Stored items
* * * *

PR #1554, opened 2024-11-27
PPF-648 cleanup auth0 domain

JonasVHG:
### Changed

- `.env.ci`: Enable `Keycloak` instead of `auth0`
- `README.md`: Place info about `auth0` with `Keycloak`
- `config/app`: Unload `Auth0ServiceProvider`
- `AuthServiceProvider`: Always use `Keycloak` instead of looking at toggle & remove `getLoginParameters()`
- `LogoutController`: Always use `Keycloak` instead of looking at toggle.
- `AuthServiceProvider`: Always use `Keycloak` instead of looking at toggle.
- `Domain\Integration`: Remove property `$auth0Clients` & associated functions.
- `IntegrationModel`: Remove property `$auth0Clients` & associated functions.
- `tests/Keycloak/CachedKeycloakClientStatusTest`: Remove unused `CreatesMockAuth0ClusterSDK`
- `tests/Nova/ActionGuards/Keycloak/BlockKeycloakClientGuardTest`: Remove unused `CreatesMockAuth0ClusterSDK`
- `tests/Nova/ActionGuards/Keycloak/UnblockKeycloakClientGuardTest`: Remove unused `CreatesMockAuth0ClusterSDK`

### Removed

- `Console/Commands/Migrations/*`: No longer needed & depend on `auth0`
- `Console/Commands/ReadCsvFile`: No longer used
- `Console/Commands/UiTPAS/*`: No longer needed & depend on `auth0`
- `app/Auth0/*`
- `tests/Auth0/*`
- `tests/Console/Commands/Migrations/*`

---
Ticket: https://jira.publiq.be/browse/PPF-648


README.md
```diff
@@ -75,7 +75,6 @@ This requires:
 ## Integrations
 
 The following integrations are provided:
-- Auth0, can be disabled with `AUTH0_CLIENT_CREATION_ENABLED`
```
LucWollants, line 78: I think this can be replaced with Keycloak, it should also have a flag to control the creation of keys. For example when doing something in batch locally or on ACC and you don't want to pollute the external Keycloak database.

app/Providers/AuthServiceProvider.php
```diff
@@ -81,12 +74,7 @@ static function (): Auth0 {
     private function getLoginParameters(): array
     {
         $auth0LoginParameters = [];
-        if (config(KeycloakConfig::KEYCLOAK_LOGIN_ENABLED)) {
-            parse_str(config(KeycloakConfig::KEYCLOAK_LOGIN_PARAMETERS), $auth0LoginParameters);
-            return $auth0LoginParameters;
-        }
-
-        parse_str(config('auth0.login_parameters'), $auth0LoginParameters);
+        parse_str(config(KeycloakConfig::KEYCLOAK_LOGIN_PARAMETERS), $auth0LoginParameters);
```
LucWollants, line 77: Maybe we no longer need a method?

JonasVHG: I think not, you need the parameters as an array not a string, & config() returns it as a string?

LucWollants: I should have been more specific, I mean the method `getLoginParameters` ?

JonasVHG: Ah, now I get it.

PR #1594, opened 2024-12-17
Force a Nova publish

LucWollants:
### Changed
- Force a Nova publish on artifact build


lib/tasks/build.rake
```diff
@@ -7,6 +7,7 @@ task :build do |task|
   system('cp .env.ci .env') or exit 1
   system('php artisan package:discover') or exit 1
   system('php artisan horizon:install') or exit 1
+  system('php artisan nova:publish') or exit 1
```
willaerk, line 10: Is this the right place for this? Or do we need to add this to the deployment (in puppet)?

LucWollants: You are right, this should move to the deployment step.

PR #1632, opened 2025-01-17
Tweak condition showing "No credentials" alert to account for V2

Anahkiasen:
### Fixed
- Tweak condition showing "No credentials" alert to account for V2

---

Since the condition below uses that to pick which clients to render, and the condition for the alert only checked legacy clients, this seems to be the correct fix but it could be the things are more complicated than that? For example not sure if I should also check `keyVisibilityUpgrade`

Ticket: https://jira.publiq.be/browse/PPF-640


LucWollants (approved):
This will make the check indeed more reliable, but the main issue with this integration https://platform.publiq.be/admin/resources/integrations/e0f53aa5-c59e-405d-9948-138b37a8c62f is the missing v1 keys.

To get some feedback about failed key creation this ticket was created https://jira.publiq.be/browse/PPF-659

simon-debruijn (approved):

PR #1644, opened 2025-01-20
Don't just log but also capture Keycloak exceptions during client creation

Anahkiasen:
### Fixed
- Don't just log but also capture Keycloak exceptions during client creation

---

We seem to be throwing the Exception with the entire response from the API, so I don't think there is that much additional information to log that could help with the error in the screenshot since it seems Keycloak really is just returning "401 Unauthorized" without elaboration. 

So this change should at least prevent Keycloak exceptions from not reaching Sentry, as currently they are caught and logged but not released back for capture by Sentry? This will hopefully provide us with a lot more metadata to understand what goes wrong.

Ticket: https://jira.publiq.be/browse/PPF-659

### DIFF
--- a/app/Keycloak/Jobs/BlockClientHandler.php
+++ b/app/Keycloak/Jobs/BlockClientHandler.php
@@ -32,6 +32,7 @@ final readonly class BlockClientHandler implements ShouldQueue
                 [
                     'domain' => 'keycloak',
                     'id' => $event->id,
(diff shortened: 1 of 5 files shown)


LucWollants:
@Anahkiasen I guess we need to do this for all jobs because we don't report anything.

But I do wonder why the `error` method does not reach Sentry, because the default stack has Sentry included.

PR #1831, opened 2025-06-04
PPF-664 Update permissions uitpas

grubolsch:
### Added
- As a user, when creating an UiTPAS integration, the test UDB3 organizers gets activated

### Background information
The introduction of UitpasHttpClient follows the same pattern as the existing Keycloak integration, where a dedicated HTTP client handles all API interactions. The key difference lies in how bearer tokens are obtained: Keycloak tokens are fetched from the master realm, while UiTPAS requires tokens from the UiTID realm. As a result, the UiTPAS implementation needs more configuration—specifically, it must support both the testing and production environments simultaneously.

I am currently listing to both the IntegrationCreated and IntegrationUpdated event, to catch instances where the type of an integration changes: this might be deemed overkill.

---
Ticket: https://jira.uitdatabank.be/browse/PPF-664


LucWollants (commented):
Looks very clean and readable! Nice work!

As discussed through Slack a dedicated `UiTPASHttpClient` is not needed inside the `Keycloak` namespace, that can even further limit the amount of changes required.

grubolsch:
All feedback has been processed

app/UiTPAS/UiTPASApiInterface.php
```diff
@@ -0,0 +1,12 @@
...
+
+declare(strict_types=1);
+
+namespace App\UiTPAS;
+
+use App\Keycloak\Realm;
+
+interface UiTPASApiInterface
+{
+    public function addPermissions(Realm $realm, string $organizerId, string $clientId): void;
```
LucWollants, line 11: I don't think `Realm` is needed in this context. I think the Keycloak Realm concept now leaks into a simple UiTPAS API call.

app/UiTPAS/Listeners/GiveUitpasPermissionsToTestOrganizer.php
```diff
@@ -0,0 +1,44 @@
...
+use App\Domain\Integrations\Events\IntegrationUpdated;
+use App\Domain\Integrations\IntegrationType;
+use App\Domain\Integrations\Repositories\IntegrationRepository;
+use App\Keycloak\Realm;
+use App\UiTPAS\UiTPASApiInterface;
+use App\UiTPAS\UiTPASConfig;
+use Illuminate\Bus\Queueable;
+use Illuminate\Contracts\Queue\ShouldQueue;
+
+final class GiveUitpasPermissionsToTestOrganizer implements ShouldQueue
```
LucWollants, line 18: Does this class name really describe what happens? Is the keycloak client ID of the integration not added to the test organizer?

app/UiTPAS/UiTPASApiInterface.php
LucWollants: I think the concrete `UiTPASApi` needs to be injected with the `Realm` but not this interface.

app/UiTPAS/Listeners/GiveUitpasPermissionsToTestOrganizer.php
LucWollants: It think it is `AddUiTPASPermissionsToOrganizerForIntegration`

app/Keycloak/KeycloakConfig.php
```diff
@@ -6,11 +6,17 @@
...
     public const KEYCLOAK_CREATION_ENABLED = 'keycloak.creationEnabled';
     public const KEYCLOAK_DOMAIN = 'keycloak.login.domain';
     public const KEYCLOAK_CLIENT_ID = 'keycloak.login.clientId';
+    public const KEYCLOAK_CLIENT_SECRET = 'keycloak.login.clientSecret';
     public const KEYCLOAK_REALM_NAME = 'keycloak.login.realmName';
     public const KEYCLOAK_LOGIN_PARAMETERS = 'keycloak.login.parameters';
     public const KEYCLOAK_ENFORCE_2FA_FOR_ADMINS = 'keycloak.login.enforce2FAForAdmins';
+
+    // We need the Test env separately, because the UiTPAS integrations add new clients to a fixed test organizer
+    public const TEST_INTERNAL_NAME = 'keycloak.uitid_realms.test.internalName';
```
LucWollants, line 18: Not clear this is for UiTiD

app/UiTPAS/Listeners/AddUiTPASPermissionsToOrganizerForIntegration.php
```diff
@@ -0,0 +1,45 @@
...
+
+        if ($integration->type !== IntegrationType::UiTPAS) {
+            return;
+        }
+
+        $keycloakClient = $integration->getKeycloakClientByEnv(Environment::Testing);
+
+        $this->uitpasApi->addPermissions(
+            $this->testContext,
+            (string)config(UiTPASConfig::TEST_ORGANISATION->value),
```
LucWollants, line 41: If we always give hardcoded access to the organizer for the test environment, why do we even need the config for the production environment?

app/Keycloak/KeycloakConfig.php
grubolsch: Renamed the constants

app/Api/TokenStrategy/ClientCredentials.php
```diff
@@ -62,9 +69,21 @@ public function fetchToken(KeycloakHttpClient $client, Realm $realm): string
...
+        $this->logger->info('Fetched token for ' . $context->clientId . ', token starts with ' . substr($token, 0, 6));
+        $this->accessToken[$key] = $token;
+
+        return $token;
+    }
+
+    /**
+     * @throws GuzzleException
+     */
+    public function sendWithoutBearer(RequestInterface $request, ClientCredentialsContext $context): ResponseInterface
```
LucWollants, line 82: This can be a private method, not sure if we even need this method.

app/UiTPAS/ClientCredentialsContextFactory.php
```diff
@@ -0,0 +1,34 @@
...
+            config(KeycloakConfig::UITID_TEST_BASE_URL),
+            config(KeycloakConfig::UITID_CLIENT_ID),
+            config(KeycloakConfig::UITID_CLIENT_SECRET),
+            config(KeycloakConfig::UITID_TEST_INTERNAL_NAME),
+        );
+    }
+
+    public static function getUitIdProdContext(): ClientCredentialsContext
+    {
+        return new ClientCredentialsContext(
```
LucWollants, line 26: This doesn't seem to be used, and I also wonder why the test context starts with `UITID` and the production context starts with `KEYCLOAK`. For example, the ID and Secret are just UiTiD-related values and not directly related to `KEYCLOAK`

grubolsch: It will be needed to fetch permissions in the next pr, from the production server.
The reason I use different constants, is because to determine what the "production" server is, I will look at the config that is already in use for the login-functionality. This means that the "production server" is flexibel, while the "test" server is hardcoded, this will lead to a config like this:

**Acceptance server / local docker:**
Production server is actually the **acceptance** env
Test server is the test server

**Test server:**
Production server is actually the **test** env
Test server is the test server

**Production server**
Production server is actually the **production** env
Test server is the test server

I used to have a seperate config for this, but I thought you gave me feedback to remove it (not needed), but maybe I misunderstood.

config/keycloak.php
```diff
@@ -57,4 +58,19 @@
             ],
         ],
     ],
+    'uitid_realms' => [
+        // These are uitid realm clients (can be used for calls to other Publiq APIs like Uitpas
+        'test' => [
+            'internalName' => env('KEYCLOAK_TEST_UITID_REALM_NAME', ''),
+            'base_url' => env('KEYCLOAK_TEST_UITID_BASE_URL', ''),
```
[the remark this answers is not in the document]
grubolsch: Not sure if I agree.
It has nothing to do with Uitpas, it is generic UiTID config.
If you check the [appconfig PR](https://github.com/cultuurnet/appconfig/pull/1084 ) you can see none of the values are related to Uitpas.

Of course right now we only use it in the context of the uitpas integration, but that might not forever be the case.

app/UiTPAS/ClientCredentialsContextFactory.php
LucWollants: No, we should do this like we do for Keycloak.

app/UiTPAS/UiTPASConfig.php
```diff
@@ -0,0 +1,23 @@
...
+enum UiTPASConfig: string
+{
+    case REALM_NAME = 'uitid';
+
+    case AUTOMATIC_PERMISSIONS_ENABLED = 'uitpas.automatic_permissions_enabled';
+    case TEST_ORGANISATION = 'uitpas.test.organisation';
+    case TEST_API_ENDPOINT = 'uitpas.test.api_endpoint';
+    case PROD_API_ENDPOINT = 'uitpas.prod.api_endpoint';
+
+    case UITPAS_TEST_OAUTH_TOKEN_URL = 'uitpas.test.oath_token_url';
```
LucWollants, line 16: Do we need the `UITPAS` prefix?

tests/Uitpas/Listeners/GiveUitpasPermissionsToTestOrganizerTest.php
```diff
@@ -0,0 +1,131 @@
...
+            Uuid::uuid4(),
+            IntegrationType::UiTPAS,
+            'My uitpast test',
+            'Lorum ipsum',
+            Uuid::uuid4(),
+            IntegrationStatus::Draft,
+            IntegrationPartnerStatus::THIRD_PARTY,
+        ))->withKeycloakClients(
+            ... [
+                new Client(Uuid::uuid4(), Uuid::uuid4(), '5f263a50-9474-4690-a962-6935d6f9a3f2', 'client-test', Environment::Testing),
```
LucWollants, line 69: I guess you can use `$clientIdTest ` here?

app/UiTPAS/UiTPASServiceProvider.php
```diff
@@ -0,0 +1,55 @@
...
+            return;
+        }
+
+        $this->bootstrapEventHandling();
+    }
+
+    private function bootstrapEventHandling(): void
+    {
+        Event::listen(IntegrationCreated::class, [AddUiTPASPermissionsToOrganizerForIntegration::class, 'handle']);
+        Event::listen(IntegrationUpdated::class, [AddUiTPASPermissionsToOrganizerForIntegration::class, 'handle']);
```
LucWollants, line 53: Do we need to handle the `IntegrationUpdated` event?

LucWollants (approved):
Thanks for all the extra tweaks, nice work! I only had some minor remarks, so I already approved.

* * * *

■ Action item ■
Find the lines that mention "approved" in the entries and show them.

■ Final answer ■
LucWollants (approved):
simon-debruijn (approved):
LucWollants (approved):
Thanks for all the extra tweaks, nice work! I only had some minor remarks, so I already approved.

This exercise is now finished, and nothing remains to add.